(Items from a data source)
----------------

PR #1068, opened 2017-11-29
Output "category" field in all responses

amatissart:
`category` field is currently output only when a valid `categories` list is passed in request params.

This PR suggests to always include this field if it's defined.
Is there any drawback to returning categories in all responses ?

### DIFF
--- a/helper/geojsonify_place_details.js
+++ b/helper/geojsonify_place_details.js
@@ -57,7 +57,7 @@ const DETAILS_PROPS = [
   { name: 'marinearea_a',      type: 'string' },
   { name: 'bounding_box',      type: 'default' },
   { name: 'label',             type: 'string' },
-  { name: 'category',          type: 'array',     condition: checkCategoryParam }
+  { name: 'category',          type: 'array' }
 ];
 
 // returns true IFF source a country_gid property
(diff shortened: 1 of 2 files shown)


dianashk:
Hi @amatissart! 👋 Happy holidays! 🎉 🎉 
Thank you for taking an interest in the Pelias project. We're always excited to see contributions.
The category functionality is in `beta` at this time because the category names (taxonomy) has not been finalized yet. We are purposely not exposing the categories in the general user experience to avoid anyone relying on the current taxonomy. Once it changes it could cause potentially breaking changes for anyone that hardcodes the names.

With that said, if exposing the categories was behind a config flag that gets processed at startup time, we'd be happy to merge it. The way it stands in this PR would mean that categories are always exposed in production and we just aren't ready to go that route.

Are you hoping to get this functionality into Mapzen Search's hosted instance or are you hosting your own instance of Pelias and need this to be turned on there?

Thanks again for your time.

amatissart:
Thanks for the clarification.
Yes we'd like to host our own instance, so using a config flag would be helpful indeed.
Would you have a hint on how to achieve this, so that I can update this PR ?

orangejulius:
This was done in https://github.com/pelias/api/pull/1273!

PR #1070, opened 2017-12-04
dedup OSM/OA address

antoine-de:
linked to https://github.com/pelias/pelias/issues/541
and maybe to https://github.com/pelias/pelias/issues/541 but I cannot reproduce it.

and to the fact that there are lots of dupplicates in france like:
[20 rue hector malot paris](https://mapzen.com/search/explorer/?query=searchtext=20%20rue%20hector%20malot%20paris) that returns 1 result from open address and 1 result from OSM

now we first check which source has a zipcode and if both have, we prefer OA over OSM


orangejulius:
Hey @antoine-de thanks for the quick PR! This looks great to me. Thanks for adding a test! I can't remember if there was a reason why we chose only to deduplicate OA addresses, and not OSM. My thought is it was an oversight and we would gladly dedupe either source. But I'd like to know if @dianashk or @missinglink or @trescube remember a reason why the code did that.

Assuming there isn't a reason this looks good to merge!

orangejulius:
I looked into this and the original issue behind the code in question is https://github.com/pelias/api/issues/872. The resulting code in https://github.com/pelias/api/pull/890 was written to only affect OpenAddresses records, but only because the issue in that case was for deduping between two OpenAddresses records. However I don't think there was any intention or need to limit to only OpenAddresses, and not OpenStreetMap.

orangejulius:
Hey @antoine-de,
I finally got around to testing this, and it works great. I rebased and merged it over in #1093. Thanks for the PR!

PR #1082, opened 2018-01-27
Add MIT license

Echelon9:
**pelias-api** never previously had a `LICENSE`, although it appears clear from contextual information that the intention was for pelias-api to be MIT licensed (e.g. metadata in `package.json` to this effect).

Copy over MIT license as formatted in the [pelias/pelias](https://github.com/pelias/pelias/blob/master/LICENSE) meta repository.


orangejulius:
Nice catch

PR #1095, opened 2018-03-10
fix: Avoid querying PIP service for non-coarse reverse

orangejulius:
Queries that specified only non-coarse layers (address or venue) and had no results returned from Elasticsearch would trigger a request to the PIP service.

The PIP service does not contain any addresses or venues so this query will never return anything, and only waste time.

@trescube @missinglink any idea how to test this?


orangejulius:
Huh that's weird, because the acceptance tests definitely show a difference

orangejulius:
I moved the language service change out of this PR and into #1098, since the address reverse calling the PIP service fix is definitely good.

PR #1097, opened 2018-03-12
Reduce minimum result size of reverse Elasticsearch query

orangejulius:
Currently, we always tell Elasticsearch to send at least 20 results back, so that a query with no `size` param, which defaults to 10, will have enough records to pretty much guarantee that even after some of them are deduped, there will still be at least 10 unique records to send to the client.

One downside to this is that parsing Elasticsearch responses is quite expensive, since it's a fairly large JSON response. The situation is most severe when a query parameter such as `size=1` is specified.

This PR adds the ability to modify the minimum result size on a per-endpoint basis, and reduces the minimum query size for `/v1/reverse` to 2.

Nothing will change for `size=10` queries, but for `size=1` queries, only 2 results will be returned from Elasticsearch, which should drastically reduce the amount of time spent parsing JSON.


orangejulius:
Tests added!

PR #1098, opened 2018-03-13
Only call language service when language not defaulted

orangejulius:
The default language is ~English~, which is also what is stored in Elasticsearch. Thus, if the user did not specify a language via headers or query parameter, there is no reason to call Placeholder.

----------------

- **Exercise instructions**: Retype all of the records above, keeping them identical.

- **Exercise solution**:
PR #1068, opened 2017-11-29
Output "category" field in all responses

amatissart:
`category` field is currently output only when a valid `categories` list is passed in request params.

This PR suggests to always include this field if it's defined.
Is there any drawback to returning categories in all responses ?

### DIFF
--- a/helper/geojsonify_place_details.js
+++ b/helper/geojsonify_place_details.js
@@ -57,7 +57,7 @@ const DETAILS_PROPS = [
   { name: 'marinearea_a',      type: 'string' },
   { name: 'bounding_box',      type: 'default' },
   { name: 'label',             type: 'string' },
-  { name: 'category',          type: 'array',     condition: checkCategoryParam }
+  { name: 'category',          type: 'array' }
 ];
 
 // returns true IFF source a country_gid property
(diff shortened: 1 of 2 files shown)


dianashk:
Hi @amatissart! 👋 Happy holidays! 🎉 🎉 
Thank you for taking an interest in the Pelias project. We're always excited to see contributions.
The category functionality is in `beta` at this time because the category names (taxonomy) has not been finalized yet. We are purposely not exposing the categories in the general user experience to avoid anyone relying on the current taxonomy. Once it changes it could cause potentially breaking changes for anyone that hardcodes the names.

With that said, if exposing the categories was behind a config flag that gets processed at startup time, we'd be happy to merge it. The way it stands in this PR would mean that categories are always exposed in production and we just aren't ready to go that route.

Are you hoping to get this functionality into Mapzen Search's hosted instance or are you hosting your own instance of Pelias and need this to be turned on there?

Thanks again for your time.

amatissart:
Thanks for the clarification.
Yes we'd like to host our own instance, so using a config flag would be helpful indeed.
Would you have a hint on how to achieve this, so that I can update this PR ?

orangejulius:
This was done in https://github.com/pelias/api/pull/1273!

PR #1070, opened 2017-12-04
dedup OSM/OA address

antoine-de:
linked to https://github.com/pelias/pelias/issues/541
and maybe to https://github.com/pelias/pelias/issues/541 but I cannot reproduce it.

and to the fact that there are lots of dupplicates in france like:
[20 rue hector malot paris](https://mapzen.com/search/explorer/?query=searchtext=20%20rue%20hector%20malot%20paris) that returns 1 result from open address and 1 result from OSM

now we first check which source has a zipcode and if both have, we prefer OA over OSM


orangejulius:
Hey @antoine-de thanks for the quick PR! This looks great to me. Thanks for adding a test! I can't remember if there was a reason why we chose only to deduplicate OA addresses, and not OSM. My thought is it was an oversight and we would gladly dedupe either source. But I'd like to know if @dianashk or @missinglink or @trescube remember a reason why the code did that.

Assuming there isn't a reason this looks good to merge!

orangejulius:
I looked into this and the original issue behind the code in question is https://github.com/pelias/api/issues/872. The resulting code in https://github.com/pelias/api/pull/890 was written to only affect OpenAddresses records, but only because the issue in that case was for deduping between two OpenAddresses records. However I don't think there was any intention or need to limit to only OpenAddresses, and not OpenStreetMap.

orangejulius:
Hey @antoine-de,
I finally got around to testing this, and it works great. I rebased and merged it over in #1093. Thanks for the PR!

PR #1082, opened 2018-01-27
Add MIT license

Echelon9:
**pelias-api** never previously had a `LICENSE`, although it appears clear from contextual information that the intention was for pelias-api to be MIT licensed (e.g. metadata in `package.json` to this effect).

Copy over MIT license as formatted in the [pelias/pelias](https://github.com/pelias/pelias/blob/master/LICENSE) meta repository.


orangejulius:
Nice catch

PR #1095, opened 2018-03-10
fix: Avoid querying PIP service for non-coarse reverse

orangejulius:
Queries that specified only non-coarse layers (address or venue) and had no results returned from Elasticsearch would trigger a request to the PIP service.

The PIP service does not contain any addresses or venues so this query will never return anything, and only waste time.

@trescube @missinglink any idea how to test this?


orangejulius:
Huh that's weird, because the acceptance tests definitely show a difference

orangejulius:
I moved the language service change out of this PR and into #1098, since the address reverse calling the PIP service fix is definitely good.

PR #1097, opened 2018-03-12
Reduce minimum result size of reverse Elasticsearch query

orangejulius:
Currently, we always tell Elasticsearch to send at least 20 results back, so that a query with no `size` param, which defaults to 10, will have enough records to pretty much guarantee that even after some of them are deduped, there will still be at least 10 unique records to send to the client.

One downside to this is that parsing Elasticsearch responses is quite expensive, since it's a fairly large JSON response. The situation is most severe when a query parameter such as `size=1` is specified.

This PR adds the ability to modify the minimum result size on a per-endpoint basis, and reduces the minimum query size for `/v1/reverse` to 2.

Nothing will change for `size=10` queries, but for `size=1` queries, only 2 results will be returned from Elasticsearch, which should drastically reduce the amount of time spent parsing JSON.


orangejulius:
Tests added!

PR #1098, opened 2018-03-13
Only call language service when language not defaulted

orangejulius:
The default language is ~English~, which is also what is stored in Elasticsearch. Thus, if the user did not specify a language via headers or query parameter, there is no reason to call Placeholder.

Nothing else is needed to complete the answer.